Je n’insiste pas sur de pareils avantages moraux, car je sens l’émotion me gagner et vous ne pourriez pas y échapper vous-même.

Mais à côté de ces deux énormes avantages : équilibre, en partie du moins, du budget et régénération morale de la nation, il y aurait encore une foule d’autres conséquences heureuses que je ne puis, hélas, qu’indiquer ici d’un mot, faute de place.

C’est ainsi que les batailles, les bagarres et les coups deviendraient à peu près inconnus, étant donné que la musique adoucit les mœurs, comme chacun sait et que les sergents de ville, n’ayant plus rien à faire, ne tarderaient pas à engraisser scandaleusement.

Enfin, vu que le rire est le propre de l’homme, en choisissant des monologues tout à fait spirituels et amusants — ce qui ne serait pas facile à la vérité — pourrait voir dans l’installation du Phonographe central un moyen puissant de thérapeutique, aussi gratuit qu’agréable, contre toutes les neurasthénies contemporaines.

Il est vrai que les apothicaires ne seraient pas contents ; mais, que voulez-vous, il y a un vieux proverbe qui dit que l’on ne peut pas faire plaisir à tout le monde et à son père.

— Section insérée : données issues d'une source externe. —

PR #31, opened 2015-05-08
Move Dockerfile.centos to Dockerfile

aweiteka:
Automated builds require a file named "Dockerfile". We're standardizing
on Centos. Dockerfiles for Fedora and RHEL are provided for reference
and can be used from the base directory of the project:

    [sudo] docker build -t projectatomic/atomicapp -f Dockerfile.fedora .


whitel:
Ok, the minor problem is, I think, that the name of the dockerfiles are not, entirely, reflective of what they are. The df.fedora is really the one that can be run as an "executable." I believe the rhel and centos ones are meant for the user to run interactively. Feel free to correct me. As a result, I think we need to standardize on that too (either exec or inside the container).

aweiteka:
I'm not sure what you mean. The docker hub automated build system will only work with "/base/path/to/Dockerfile/" and in the dir the file must be named `Dockerfile`. They run a command such as `docker build -t projectatomic/atomicapp .` which expects a file named `Dockerfile`.

whitel:
I just mean, in order to have a Dockerfile that is "correct" for automated builds we need to decide: 1) is the docker container meant to be used as an executable? or as an interactive shell? or both? 2) what FROM image it should use.

I believe, the problem is 1) as the reason for the different "FROM image" versions (cent, rhel, fedora) is not because of 2) but because of different beliefs on 1) and that was as convenient a way to do it as any.

vpavlin:
I'd go with centos now..We cannot use labels and stuff in Fedora Atomic anyway so I'd make Centos upstream for now (that's for 2)

For 1)..I guess it should be executable through labels and interactive through CMD..

vpavlin:
Ah..gotcha..you are talking about whether the image is a base for atomicapps or a cmd tool delivered through a docker container (like rhel-tools)

We might need/want both with different names - atomicapp vs. atomicapp-base ?

whitel:
Well, technically, i think we have three 1) executable 2) interactive shell 3) base for atomicapps. 1 & 2 can be delivered from here based on centos (ill make the mods and a pull request). I definitely think we need a separate repo for 3 or at least a separate directory. 

I propose we close this PR, let me do the mods to base the exec on centos. However, it needs to be "entrypoint" to be used as an exec. If someone wants an interactive shell, they can always --entrypoint="/bin/bash". We need to open an issue for the base-app and figure out where that lives.

vpavlin:
Can you elaborate on the difference between executable and interactive shell (and how would I use each)? I am probably still a bit confused..

whitel:
@vpavlin "docker run atomicapp install wp-app" vs "docker run atomicapp /bin/bash; atomicapp install wp-app". Like does running the docker container immediately expose the application or do you need to "enter" the container and then run atomicapp.

vpavlin:
ok, makes sense to have really just 2 images containing atomicapp - one exec and one base:)  Interactive is more for debugging and can be achieved with `--entrypoint` as you mentioned. I think `projectatomic/atomicapp` and `projectatomic/atomicapp-base` should be ok

aweiteka:
First, I'm not trying to change behavior; just trying to get automated builds working.b But we might as well have this larger discussion...

Docker doesn't require entrypoint but I agree it's a better model and I've been looking at ways to optimize ENTRYPOINT + CMD (defaults) + atomic CLI to make the user experience ideal.

Can we just merge this then tweak the Dockerfile in another PR?

vpavlin:
Agreed, let's not get blocked by details (/me thinks about making issues we had at the beginning)

PR #44, opened 2015-05-11
fix dependencies in centos and fedora images

tkdchen:
Without these dependencies, PyYAML cannot be installed.

### DIFF
--- a/Dockerfile
+++ b/Dockerfile
@@ -4,7 +4,7 @@ MAINTAINER Vaclav Pavlin <vpavlin@redhat.com>
 
 RUN echo -e "[epel]\nname=epel\nenabled=1\nbaseurl=https://dl.fedoraproject.org/pub/epel/7/x86_64/\ngpgcheck=0" > /etc/yum.repos.d/epel.repo
 
-RUN yum install -y --setopt=tsflags=nodocs python-pip docker && \
+RUN yum install -y --setopt=tsflags=nodocs python-pip python-devel docker gcc libyaml-devel && \
     yum clean all
 
 ADD atomicapp/ /opt/atomicapp/atomicapp/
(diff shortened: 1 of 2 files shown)


aweiteka:
LGTM

vpavlin:
@tkdchen Images work perfectly for me - what is your problem with them? Can you provide some error messages or something?

aweiteka:
@tkdchen we're not seeing the errors on the automated build.

[Dockerfile](https://registry.hub.docker.com/u/projectatomic/atomicapp/dockerfile/)
[Build log](https://registry.hub.docker.com/u/projectatomic/atomicapp/builds_history/198334/)

tkdchen:
@aweiteka partial logs here. Error happens while installing PyYAML. This is generated from the step of

    RUN python setup.py install

based on commit 2b27f6c96f9b5f

```
Searching for PyYAML
Reading https://pypi.python.org/simple/PyYAML/
Best match: PyYAML 3.11
Downloading https://pypi.python.org/packages/source/P/PyYAML/PyYAML-3.11.zip#md5=89cbc92cda979042533b640b76e6e055
Processing PyYAML-3.11.zip
Writing /tmp/easy_install-6qwemq/PyYAML-3.11/setup.cfg
Running PyYAML-3.11/setup.py -q bdist_egg --dist-dir /tmp/easy_install-6qwemq/PyYAML-3.11/egg-dist-tmp-bVicMp
unable to execute 'gcc': No such file or directory

libyaml is not found or a compiler error: forcing --without-libyaml
(if libyaml is installed correctly, you may need to
 specify the option --include-dirs or uncomment and
 modify the parameter include_dirs in setup.cfg)
zip_safe flag not set; analyzing archive contents...
Adding PyYAML 3.11 to easy-install.pth file
```

vpavlin:
Well, PyYAML falls back to python parser instead of libyaml if it can't be installed properly. For me it is probably more important not to install unnecessary packages rather then using C implementation over Python implementation...Any strong opinions anybody?

aweiteka:
I think unless we really see a need for bringing in additional dependencies we should leave them out. If you disagree for some reason please re-open and provide additional detail.

PR #47, opened 2015-05-11
added a check if we build for the default target... centos

goern:
this fixes what we have broken by moving from Dockerfile.centos to Dockerfile, that was due to some CI requirements...


goern:
No, we should stop hacking on that and hand the task over to hub.docker for building...

vpavlin:
I don't really care..I see this only as a development script for rebuilding an image instead of writing `docke build .....` - so IMO let's either drop it or make it work like `./build.sh ... done`

PR #50, opened 2015-05-11
Use 'pwd' backticks syntax as opposed to '\${PWD}' for current workin…

aweiteka:
…g directory


goern:
do they behave differently? what was the reason for the change?

aweiteka:
FYI, bug filed: https://bugzilla.redhat.com/show_bug.cgi?id=1219124

PR #53, opened 2015-05-12
add break after title so first line will render

jasonbrooks:


aweiteka:
Good catch! LGTM

vpavlin:
LGTM

PR #58, opened 2015-05-13
Feature/inherit

vpavlin:
We have `inherit` in spec version 0.0.1-alpha but it was not implemented until now

I also updated examples.


aweiteka:
LGTM

PR #65, opened 2015-05-14
proper dynamic import of plugins

TomasTomecek:
This should fix warnings like:

```
RuntimeWarning: Parent module 'atomicapp.providers' not found while handling absolute import...
```

The problem is the module name passed to `load_source`. We don't need to
put absolute path there, because we are loading the plugin directly from
sources. And that's where the warning comes from: it can't find
'atomicapp.providers' on sys.path so hence the warning.


vpavlin:
LGTM

aweiteka:
LGTM

PR #421, opened 2017-03-13
Use k8s annotations instead of labels to support easier upgrades

### LINKED ISSUE #420: Kube does not support updating labels on DaemonSets without also changing the spec
Related to https://github.com/kubernetes/kubernetes/issues/26202

When rerunning `kubectl apply` with the same DS spec but different labels I get:

```
The DaemonSet "default-http-backend" is invalid: spec.template.metadata.labels: Invalid value: {"app":"default-http-backend","kismaticVersion":"1.3.0-alpha.0-51-ged12a81-dirty"}: `selector` does not match template `labels`
```

The labels will change when new versions of KET are released. 

I believe this is a DS issue and not on other resources.

dkoshkin:
Fixes #420 

Use annotations instead of labels.

### DIFF
--- a/ansible/roles/addon-network-policy/templates/policy-controller.yaml
+++ b/ansible/roles/addon-network-policy/templates/policy-controller.yaml
@@ -6,7 +6,8 @@ metadata:
   labels:
     k8s-app: calico-policy
     kubernetes.io/cluster-service: "true"
-    kismaticVersion: "{{ kismatic_short_version }}"
+  annotations:
+    kismatic/version: "{{ kismatic_short_version }}"
 spec:
   replicas: 1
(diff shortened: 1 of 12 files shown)


alexbrand:
This makes much more sense. LGTM!

alexbrand:
Does it make sense to use kismatic-version to keep consistent with other versions and annotations?

dkoshkin:
Yeah I dont like `kismaticVersion` either, I think something like `kismatic/version` is even closer to how k8s does it, ie `scheduler.alpha.kubernetes.io/critical-pod`. We probably dont need to do reverse DSN :)

PR #422, opened 2017-03-14
Lock down kuberang to v1.0.0

### LINKED ISSUE #399: Lock down kuberang version
Currently, we use the latest version of kuberang when building Kismatic.

Ideally, we would have this version locked down, similarly to how we have provision locked down.

alexbrand:
Fixes #399


dkoshkin:
LGTM!

PR #425, opened 2017-03-15
Set hostname field in the cni config

### LINKED ISSUE #424: Upgrading Calico: IP address is already in use by host
Calico relies on the hostname to define its endpoints.

A bug was introduced when switching to k8s pod method of running `calico-node` when not including `"hostname": "{{ inventory_hostname }}",` in the cni config.

This is a simple fix, however for versions prior to KET `v1.2` the `hostname` flag was not being set when configuring calico-node. This means that for a clusters configured with `modify_hostnames` and when the provided hostname != `hostname` the upgrade will not work.

dkoshkin:
Fixes #424 

Move cni config to outside the calico pods, need to be able to dynamically set the `hostname` field for each node and that is not possible when running as k8s pods.

This does not solve the problem that will be faced when a cluster was configured with:
- KET <v1.2.0
- `update_hosts_files=true`
- And provided `host` is different than what the `hostname` command returns

But it will cover all other cases.

The integration tests were modified to use the FQDN, to fix the issue described above.

### DIFF
--- a/ansible/_kube-config.yaml
+++ b/ansible/_kube-config.yaml
@@ -1,7 +1,7 @@
 ---
   - hosts: master:worker:ingress:storage
     any_errors_fatal: true
-    name: Generate kubectl config file
+    name: Generate Kubectl Config File
     remote_user: root
     become_method: sudo
     vars_files:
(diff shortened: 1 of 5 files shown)


dkoshkin:
Not needed because of #428, using real hostnames in the plan file is the correct way to solve this behavior.

PR #427, opened 2017-03-15
Improve failure message when calico or DNS fail to start up

### LINKED ISSUE #423: Get logs for components that fail to start up
Whenever a component such as Calico or KubeDNS fails to start up, we currently just show a failure message.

Mais ce n’est pas tout ; de la sorte et ipso facto, toutes les musiques militaires seraient supprimées et ce seraient autant de jeunes gens rendus à la vie civile, dont la caserne ne ferait pas d’avariés et qui n’auraient pas besoin d’y rester, puisqu’ils ne sont soldats que de nom.

Voilà, grosso modo, mon cher Monsieur Simyan, quels sont les nombreux et immenses avantages que vous pourriez retirer de la création d’un phonographe central dans toutes les grandes villes de France, pour commencer.

Sur ce, veuillez me croire toujours, mon cher sous-secrétaire d’État, votre bien dévoué.